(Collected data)

------------------------------------------------------------

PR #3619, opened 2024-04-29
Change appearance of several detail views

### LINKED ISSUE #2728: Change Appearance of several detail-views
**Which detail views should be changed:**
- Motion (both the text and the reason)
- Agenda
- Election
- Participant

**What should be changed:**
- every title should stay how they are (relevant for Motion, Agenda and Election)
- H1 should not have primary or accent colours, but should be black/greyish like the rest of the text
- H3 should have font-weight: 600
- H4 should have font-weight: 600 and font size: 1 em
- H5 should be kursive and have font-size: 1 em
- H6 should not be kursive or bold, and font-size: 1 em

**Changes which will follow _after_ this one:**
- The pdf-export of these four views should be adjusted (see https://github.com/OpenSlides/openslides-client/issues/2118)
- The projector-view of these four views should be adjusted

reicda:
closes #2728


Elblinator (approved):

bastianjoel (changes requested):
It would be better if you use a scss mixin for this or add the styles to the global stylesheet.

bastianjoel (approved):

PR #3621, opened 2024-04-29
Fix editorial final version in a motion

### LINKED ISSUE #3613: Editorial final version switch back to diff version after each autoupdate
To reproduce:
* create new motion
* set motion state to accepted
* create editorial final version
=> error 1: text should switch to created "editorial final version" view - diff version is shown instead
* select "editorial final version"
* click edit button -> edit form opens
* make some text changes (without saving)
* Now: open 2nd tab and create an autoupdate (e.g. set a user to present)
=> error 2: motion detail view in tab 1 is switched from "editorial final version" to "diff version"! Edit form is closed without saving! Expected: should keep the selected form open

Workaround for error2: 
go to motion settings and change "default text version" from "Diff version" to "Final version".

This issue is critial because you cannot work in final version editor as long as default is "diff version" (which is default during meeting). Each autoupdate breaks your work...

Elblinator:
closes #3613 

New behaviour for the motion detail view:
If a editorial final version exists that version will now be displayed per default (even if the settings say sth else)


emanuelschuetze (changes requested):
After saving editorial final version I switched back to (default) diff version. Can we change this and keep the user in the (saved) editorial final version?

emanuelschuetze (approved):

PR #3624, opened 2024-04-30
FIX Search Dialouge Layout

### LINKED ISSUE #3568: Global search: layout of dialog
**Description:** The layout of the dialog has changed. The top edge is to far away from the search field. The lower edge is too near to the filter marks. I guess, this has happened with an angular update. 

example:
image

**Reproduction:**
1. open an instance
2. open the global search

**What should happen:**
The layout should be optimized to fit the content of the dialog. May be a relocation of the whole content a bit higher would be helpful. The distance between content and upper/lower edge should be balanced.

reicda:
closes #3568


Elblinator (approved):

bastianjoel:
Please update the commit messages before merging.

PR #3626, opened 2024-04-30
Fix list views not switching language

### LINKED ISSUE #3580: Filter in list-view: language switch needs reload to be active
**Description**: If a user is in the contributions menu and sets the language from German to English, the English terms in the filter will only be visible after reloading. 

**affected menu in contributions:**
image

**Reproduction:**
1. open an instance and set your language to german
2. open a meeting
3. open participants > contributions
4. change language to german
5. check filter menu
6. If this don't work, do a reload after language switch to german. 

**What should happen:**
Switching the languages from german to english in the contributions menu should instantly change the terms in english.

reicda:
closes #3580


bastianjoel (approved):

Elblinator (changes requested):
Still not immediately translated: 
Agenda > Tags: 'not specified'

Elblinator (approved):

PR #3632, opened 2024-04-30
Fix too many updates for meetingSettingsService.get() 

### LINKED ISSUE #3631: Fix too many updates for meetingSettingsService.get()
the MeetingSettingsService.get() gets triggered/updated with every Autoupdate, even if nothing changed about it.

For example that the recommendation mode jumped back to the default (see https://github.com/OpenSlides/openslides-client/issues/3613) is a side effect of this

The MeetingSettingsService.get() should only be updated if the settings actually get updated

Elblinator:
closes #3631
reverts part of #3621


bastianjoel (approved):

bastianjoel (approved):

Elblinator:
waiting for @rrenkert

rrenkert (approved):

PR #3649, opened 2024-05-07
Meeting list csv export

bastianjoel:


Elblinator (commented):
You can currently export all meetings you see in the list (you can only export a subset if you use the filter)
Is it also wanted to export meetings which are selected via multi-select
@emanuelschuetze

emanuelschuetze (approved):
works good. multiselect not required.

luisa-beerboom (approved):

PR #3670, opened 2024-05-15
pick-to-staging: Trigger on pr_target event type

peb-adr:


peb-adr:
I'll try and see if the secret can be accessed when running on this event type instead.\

------------------------------------------------------------

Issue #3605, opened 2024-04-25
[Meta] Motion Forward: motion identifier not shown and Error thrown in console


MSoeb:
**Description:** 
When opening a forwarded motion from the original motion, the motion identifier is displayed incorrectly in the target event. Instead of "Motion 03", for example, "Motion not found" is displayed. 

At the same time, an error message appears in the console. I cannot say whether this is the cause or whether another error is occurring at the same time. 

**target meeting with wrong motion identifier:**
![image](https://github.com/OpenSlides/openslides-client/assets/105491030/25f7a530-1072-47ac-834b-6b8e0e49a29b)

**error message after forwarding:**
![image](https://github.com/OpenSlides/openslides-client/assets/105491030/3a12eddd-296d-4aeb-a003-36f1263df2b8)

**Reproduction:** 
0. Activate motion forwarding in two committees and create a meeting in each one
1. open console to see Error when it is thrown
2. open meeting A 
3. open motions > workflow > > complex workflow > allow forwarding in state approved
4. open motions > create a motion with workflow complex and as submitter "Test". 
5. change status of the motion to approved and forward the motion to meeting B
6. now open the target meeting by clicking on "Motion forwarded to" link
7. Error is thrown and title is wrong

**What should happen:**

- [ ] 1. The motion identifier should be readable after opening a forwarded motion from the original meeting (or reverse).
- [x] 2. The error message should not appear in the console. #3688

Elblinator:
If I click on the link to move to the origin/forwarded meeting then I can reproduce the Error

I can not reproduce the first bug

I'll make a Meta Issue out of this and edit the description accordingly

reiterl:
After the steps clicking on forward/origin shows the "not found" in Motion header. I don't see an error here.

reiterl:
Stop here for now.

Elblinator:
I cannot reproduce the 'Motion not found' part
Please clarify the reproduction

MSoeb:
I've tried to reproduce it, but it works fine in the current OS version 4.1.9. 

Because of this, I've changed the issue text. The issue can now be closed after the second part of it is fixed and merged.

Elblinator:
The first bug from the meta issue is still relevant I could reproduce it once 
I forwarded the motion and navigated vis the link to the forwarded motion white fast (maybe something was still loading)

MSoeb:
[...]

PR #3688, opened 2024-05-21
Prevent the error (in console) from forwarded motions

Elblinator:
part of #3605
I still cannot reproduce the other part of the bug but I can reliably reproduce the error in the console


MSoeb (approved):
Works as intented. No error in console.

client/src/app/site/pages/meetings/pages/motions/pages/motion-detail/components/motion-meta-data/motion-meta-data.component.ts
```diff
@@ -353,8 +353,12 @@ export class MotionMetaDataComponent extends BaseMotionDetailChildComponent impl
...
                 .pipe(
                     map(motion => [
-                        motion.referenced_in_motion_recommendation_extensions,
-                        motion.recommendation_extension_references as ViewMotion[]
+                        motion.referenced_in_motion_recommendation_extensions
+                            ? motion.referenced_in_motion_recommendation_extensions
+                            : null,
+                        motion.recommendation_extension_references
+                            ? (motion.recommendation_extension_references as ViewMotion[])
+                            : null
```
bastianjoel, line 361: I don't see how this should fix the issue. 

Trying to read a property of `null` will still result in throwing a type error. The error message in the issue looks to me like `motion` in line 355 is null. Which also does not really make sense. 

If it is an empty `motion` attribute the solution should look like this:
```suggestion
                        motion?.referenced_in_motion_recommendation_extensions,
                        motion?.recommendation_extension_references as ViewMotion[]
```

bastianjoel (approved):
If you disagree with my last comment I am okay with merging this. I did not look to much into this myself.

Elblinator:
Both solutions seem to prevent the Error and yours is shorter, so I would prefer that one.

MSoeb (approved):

------------------------------------------------------------

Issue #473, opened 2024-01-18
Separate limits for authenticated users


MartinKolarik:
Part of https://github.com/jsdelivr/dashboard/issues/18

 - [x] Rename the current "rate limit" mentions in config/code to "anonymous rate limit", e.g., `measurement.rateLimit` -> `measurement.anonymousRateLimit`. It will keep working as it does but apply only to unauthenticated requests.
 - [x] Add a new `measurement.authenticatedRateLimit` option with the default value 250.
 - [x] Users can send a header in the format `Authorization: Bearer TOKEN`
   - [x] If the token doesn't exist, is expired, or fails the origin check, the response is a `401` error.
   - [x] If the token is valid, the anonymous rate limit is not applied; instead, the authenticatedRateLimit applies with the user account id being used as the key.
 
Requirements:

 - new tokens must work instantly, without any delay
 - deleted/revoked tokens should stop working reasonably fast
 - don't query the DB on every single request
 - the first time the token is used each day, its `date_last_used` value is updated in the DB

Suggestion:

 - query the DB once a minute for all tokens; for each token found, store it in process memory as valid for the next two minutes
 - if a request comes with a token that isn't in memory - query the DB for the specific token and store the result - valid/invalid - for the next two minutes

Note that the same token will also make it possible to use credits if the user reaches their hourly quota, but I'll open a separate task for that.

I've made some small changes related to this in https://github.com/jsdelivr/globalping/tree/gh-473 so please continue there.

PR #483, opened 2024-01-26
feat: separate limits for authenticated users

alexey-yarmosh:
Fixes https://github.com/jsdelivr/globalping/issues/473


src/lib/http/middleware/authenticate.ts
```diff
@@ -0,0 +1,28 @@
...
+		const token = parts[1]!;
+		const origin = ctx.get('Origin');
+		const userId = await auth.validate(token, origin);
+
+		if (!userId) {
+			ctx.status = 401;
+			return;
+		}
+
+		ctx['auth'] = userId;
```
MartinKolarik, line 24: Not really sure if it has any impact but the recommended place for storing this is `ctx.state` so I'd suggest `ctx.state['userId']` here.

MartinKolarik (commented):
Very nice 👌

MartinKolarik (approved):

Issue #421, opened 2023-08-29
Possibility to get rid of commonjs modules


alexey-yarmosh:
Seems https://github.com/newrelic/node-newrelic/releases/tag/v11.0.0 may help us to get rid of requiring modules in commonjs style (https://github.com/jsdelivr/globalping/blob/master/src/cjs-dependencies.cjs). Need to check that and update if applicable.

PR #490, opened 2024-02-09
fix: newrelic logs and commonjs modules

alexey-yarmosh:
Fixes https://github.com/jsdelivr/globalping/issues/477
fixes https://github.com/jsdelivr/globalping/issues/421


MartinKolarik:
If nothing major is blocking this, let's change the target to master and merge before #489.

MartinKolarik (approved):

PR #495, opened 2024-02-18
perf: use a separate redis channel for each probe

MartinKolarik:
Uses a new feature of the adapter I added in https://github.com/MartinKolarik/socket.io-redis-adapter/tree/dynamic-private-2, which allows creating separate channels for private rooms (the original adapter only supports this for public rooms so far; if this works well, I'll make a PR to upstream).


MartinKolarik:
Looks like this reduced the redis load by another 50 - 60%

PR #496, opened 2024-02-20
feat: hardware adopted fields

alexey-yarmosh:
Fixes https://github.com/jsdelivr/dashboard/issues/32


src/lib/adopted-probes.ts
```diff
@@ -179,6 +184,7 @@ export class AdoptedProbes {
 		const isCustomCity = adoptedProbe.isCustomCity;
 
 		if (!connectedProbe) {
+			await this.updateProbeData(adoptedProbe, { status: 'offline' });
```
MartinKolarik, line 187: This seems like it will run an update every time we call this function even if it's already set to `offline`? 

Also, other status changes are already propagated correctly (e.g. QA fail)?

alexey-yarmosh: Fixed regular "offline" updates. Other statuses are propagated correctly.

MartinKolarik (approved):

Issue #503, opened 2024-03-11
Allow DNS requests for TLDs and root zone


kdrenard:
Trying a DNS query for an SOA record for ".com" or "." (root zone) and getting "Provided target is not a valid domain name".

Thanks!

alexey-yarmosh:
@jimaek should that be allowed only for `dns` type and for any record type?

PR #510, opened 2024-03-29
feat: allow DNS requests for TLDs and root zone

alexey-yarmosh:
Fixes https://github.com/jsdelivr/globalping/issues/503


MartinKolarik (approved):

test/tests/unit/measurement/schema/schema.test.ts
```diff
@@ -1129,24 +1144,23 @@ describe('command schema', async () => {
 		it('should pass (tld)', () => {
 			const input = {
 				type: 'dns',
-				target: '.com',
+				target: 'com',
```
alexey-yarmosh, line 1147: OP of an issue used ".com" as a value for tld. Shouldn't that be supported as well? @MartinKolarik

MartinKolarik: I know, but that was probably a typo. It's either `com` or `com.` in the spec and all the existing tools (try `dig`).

------------------------------------------------------------

EXERCISE DETAILS. Your answer must be the number of lines above that contain the word "const", stated alone.

TASK SOLUTION. 5